The issue as to residual operation of the forum non conveniens rule is one which has received some limited attention in text books and academic articles: see, for example, Jurisdiction and Arbitration Agreements and their Enforcement, (2005) David Joseph QC at 267; Forum Non Conveniens and European Ideals , Edwin Peel, [2005] LMCLQ 363; The Death of Harrods: Forum Non Conveniens and the European Court, Adrian Briggs [2005] LQR 121; Forum Non Conveniens and Ideal Europeans Adrian Briggs [2005] LMCLQ 378.
As I have said, tempting as it is to decide this interesting issue of law, I do not consider that it is necessary or proportionate for me to do so, in the light of my very clear ruling that, even on the assumption that the doctrine applies, these proceedings should remain in the English Court. I am comforted in this approach by the course taken by the House of Lords in Lubbe v Cape plc [2000] 1 WLR 1545 at 1561-2, where the opportunity to make a reference to the ECJ was declined, on the grounds that, since their Lordships had decided that no stay would be awarded in any event, it was unnecessary to refer the question as to whether the English Court continued to enjoy the power so to order on grounds of forum non conveniens.

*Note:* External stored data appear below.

PR #7213, opened 2025-06-15
[EAGLE] Refactor code for page size > 1 & more simplifications

merrymercy:
- Unify the kv cache layout during the decode of the draft model for page size > 1 and page size =1. It changed the draft kv cache layout in both `forward_batch.out_cache_loc` and `forward_batch.req_to_token_pool`. This only affects the draft decode phase. If any attention backend builds the page table based on `forward_batch.out_cache_loc` or `forward_batch.req_to_token_pool.req_to_token`, they need to be updated accordingly.
  -  The layout of forward_batch.out_cache_loc is changed from (bs, num_speculative_steps, topk) to (bs, topk, num_speculative_steps) 
  - The layout of forward_batch.req_to_token_pool for a single request is changed as follows
    ```
        # Before: Layout of the req_to_token for a single request.
        # [       iter 0         ] [       iter 1         ]
        # [topk=0, topk=1, topk=2] [topk=0, topk=1, topk=2]
    ```
    ```
        # After: Layout of the req_to_token for a single request.
        # [       topk 0         ] [       topk 1         ]
        # [iter=0, iter=1, iter=2] [iter=0, iter=1, iter=2]
    ```
- Simplify the verify function.
- Now it supports page size > 1 and top-k > 1 for the flashinfer backend correctly. This combination is still not fully optimized due to some extra page operations and device sync.
- There is still one remaining todo item to support page size >1 and topk > 1 for other attention backends that really runs page size > 1.  https://github.com/sgl-project/sglang/blob/5f1ab327176297b984cfb957fc84aa7db1b4856f/python/sglang/srt/speculative/eagle_worker.py#L407-L414 

This PR re-applies https://github.com/sgl-project/sglang/pull/7163, which was reverted by https://github.com/sgl-project/sglang/pull/7210

### DIFF
--- a/python/sglang/srt/layers/attention/flashinfer_backend.py
+++ b/python/sglang/srt/layers/attention/flashinfer_backend.py
@@ -1049,14 +1049,13 @@ class FlashInferMultiStepDraftBackend:
             kv_indices_buffer,
             self.kv_indptr,
             forward_batch.positions,
-            num_seqs,
-            self.topk,
             self.pool_len,
             kv_indices_buffer.shape[1],
             self.kv_indptr.shape[1],
             next_power_of_2(num_seqs),
             next_power_of_2(self.speculative_num_steps),
             next_power_of_2(bs),
+            self.page_size,
         )
 
         assert forward_batch.spec_info is not None
--- a/python/sglang/srt/layers/attention/flashinfer_mla_backend.py
+++ b/python/sglang/srt/layers/attention/flashinfer_mla_backend.py
@@ -789,6 +789,7 @@ class FlashInferMLAMultiStepDraftBackend:
 
         # Cached variables for generate_draft_decode_kv_indices
         self.pool_len = model_runner.req_to_token_pool.req_to_token.shape[1]
+        self.page_size = model_runner.server_args.page_size
 
     def common_template(
         self,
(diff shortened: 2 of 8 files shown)


byjiang1996:
Hi @merrymercy , thanks for the PR!

I did some profiling on `get_last_loc_large_page_size_top_k_1` method. It seems `w/o torch.compile`,  the method actually runs faster: p50 93us -> 150us.

Do you have any idea? I can help remove those two torch.compile tags if you think they are safe to remove.

## W/o torch.compile: p50 `get_last_loc_large_page_size_top_k_1` latency = 93us
Query: 
image
Example: 
image

## With torch.compile: p50 `get_last_loc_large_page_size_top_k_1` latency = 150us
Query:
image
Example: 
image

## Command
```
Server: python3 -m sglang.launch_server --speculative-num-steps 3 --speculative-eagle-topk 1 --speculative-num-draft-tokens 4 --attention-backend fa3 --trust-remote-code --dtype float16 --speculative-algo EAGLE3 --model-path /shared/public/models/meta-llama/Meta-Llama-3.1-8B-Instruct --speculative-draft-model-path /shared/public/elr-models/jamesliu1/sglang-EAGLE3-Llama-3.1-Instruct-8B/e5ed08d66f528a95ce89f5d4fd136a28f6def714 --page-size 128
Client: python3 -m sglang.bench_serving --backend sglang --model /shared/public/models/meta-llama/Meta-Llama-3.1-8B-Instruct --dataset-name random --request-rate 16 --num-prompts 128 --random-range-ratio 1.0 --random-input-len 1024 --random-output-len 1024 --profile
```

Nor do I think that, in reality, the absence of any decision on this point will have any effect on the question of costs. Although I have yet to hear the parties’ submissions on that subject, my provisional view is that the Claimant is entitled to its costs of the application in any event, notwithstanding my decision not to determine the Owusu point. However I will hear further argument on the issue of costs, should Biosafety wish to persuade me to the contrary.